You could also embed the helper function as a variable inside of your recursive function, but then you unfortunately cannot stub/spy it for unit tests. You do write unit tests and verify call arguments and such, right? If not, you somehow made it here without reading my previous section about testing. :)

Conclusion:

To summarize, my main suggestions are:

  • Build an architecture where concerns are separated amongst different classes of servers (different services), where each class/service is independently scalable. This is particularly important to keep your web servers responsive and not block the event loop on each one.
  • Allow your long-running processes to leave breadcrumbs as they run so that progress can be inspected and processing can be resumed by any other worker should a failure occur.
  • Wrap all asynchronous code with a solid promise library. Additionally, wrap calls to the promisified functions with retry logic where applicable.
  • Explore good, reusable patterns and then reuse them as much as possible. Recursive helper functions to deal with massive amount of data in a paginated fashion is a great example.

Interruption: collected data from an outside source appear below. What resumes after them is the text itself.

PR #2732, opened 2024-06-25
Add (more) layout restrictions on unnamed values in the toplevel

ccasin:
This bans some uses of non-values in the toplevel, particularly `e;;` and `let _ = e;;` when `e`'s type does not have layout value.  Those cases currently hit an exception in the middle end, and have for a while - as unboxed types become more widely used we should give a nicer error, at least.

There are a few ways to arrange for this - I'm not sure I've chosen the cleanest, but eventually we'll eliminate this restriction and this code will go away.

Review: @ncik-roberts perhaps?


ccasin:
Note this PR is conservative: We could allow these things in the bytecode toplevel but not in the nativecode toplevel.  It doesn't seem worth the additional effort to thread that distinction to the right place, though, and in any event we expect these toplevels to behave similarly (there are tests for this).

ocaml/typing/typecore.ml
```diff
@@ -8365,14 +8365,23 @@ and type_let ?check ?check_strict ?(force_toplevel = false)
...
 
+  let var_for_binding (_, _, _, pat) =
+    (* The native code toplevel requires special handling of [let _ = ...],
+       see the special case in [Opttoploop.execute_phrase]. *)
+    match pat.ppat_desc with
+    | Ppat_any when force_toplevel ->
+      newvar (Jkind.Primitive.value ~why:Unnamed_toplevel_expression),
+      Jkind.Sort.value
+    | _ -> new_rep_var ~why:Let_binding ()
+  in
```
ncik-roberts, line 8376: Won't this not catch `let _ : _ = #4.0`? (I thought it might also not catch `let (_ | _) = #4.0`, but that appears to already be unproblematic... probably because `Ppat_constraint` vanishes during type-checking, but `Ppat_or` does not, and `execute_phrase` runs on the result of type-checking.)

ccasin: Good point.  I'd forgotten that even though we now parse the constraints nicely, we mangle them back to the legacy patterns before this point in `type_let`.

And while or-patterns aren't problematic there are a few other forms that are (e.g., `let M.(_) = #3.14`).  Rather than trying to guess which parsetree patterns will be compiled to `Tpat_any`, I've moved this check to typemod after the pattern is translated to typedtree, so we can just check.  Probably should have just done that in the first place.  Now the two cases (`Pstr_eval` and `Pstr_value`) are handled more uniformly.

ocaml/typing/typemod.ml
```diff
@@ -2782,34 +2783,60 @@ and type_structure ?(toplevel = None) funct_body anchor env sstr =
...
           Typecore.type_binding env rec_flag ~force_toplevel sdefs in
         let defs = match rec_flag with
           | Recursive -> Typecore.annotate_recursive_bindings env defs
           | Nonrecursive -> defs
         in
+        if force_toplevel then
+          (* See comment on [force_toplevel] *)
+          List.iter (fun vb ->
+            match vb.vb_pat.pat_desc with
+            | Tpat_any ->
```
goldfirere, line 2831: The goal is to find an expression whose let-binding binds no variables, right? I don't think this quite does it. What about

```
let #3L = Int64_u.add #1L #2L
```

? It's a bit silly, but I think that might tickle this case.

Also, what if the pattern does bind boxed variables, but the overall expression is still unboxed? For example

```
let #( s1, s2 ) = #( "hello", "world" )
```

? I don't know exactly how utop operates or what the requirement is here, but I'm worried that `Tpat_any` doesn't quite cover it.

ccasin: > The goal is to find an expression whose let-binding binds no variables, right?

No, the goal is to find any expression that will undergo the transformation done by `Opttoploop.execute_phrase` (see above comment - though if it's not clear I can edit!).  This is exactly things that become `Tstr_eval` or `Tstr_value` with a `Tany` pattern.

Testing quickly, your example does not hit this case in utop.  It does hit an (apparently unrelated) fatal error in the native code toplevel, which looks to be related to how `Stdlib_upstream_compatible` is linked - I will make a ticket for that and ask @dkalinichenko-js to take a look.

ccasin: (To be clearer: All other cases, including the unboxed tuple one, should already be rejected by the typechecker if they are problematic.  This bug is specifically about that transformation done by the native code toplevel.)

ncik-roberts (approved):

There are so many more suggestions and examples that could be provided. The above information works well for our purposes, but may not suit everyone. Hopefully there is some useful nugget contained here for how to scale and process large amounts of data in Node. Happy coding!



1 The Bluebird library continues to be maintained on a frequent basis, and also avoids using process.nextTick() in versions 0.12 and up (actually 0.11 and up but you shouldn’t be running an unstable branch of Node in production). You want setImmediate() instead, because process.nextTick() can show up in odd places and force your Node process to crash beyond the reaches of your code, where you can do something to handle it in a meaningful way. If you’re still running Node 0.10 you will unfortunately be susceptible to this error when using either Q or Bluebird (ask me how I know). If you cannot upgrade, my suggestion is to find patterns in the problematic areas of code, then look for ways to identify that the pattern is occurring. Finally, define a safe but reasonable threshold to be considered a maximum amount of work to perform. When the code detects that the threshold has been reached, force the code to halt to allow the stack to unwind.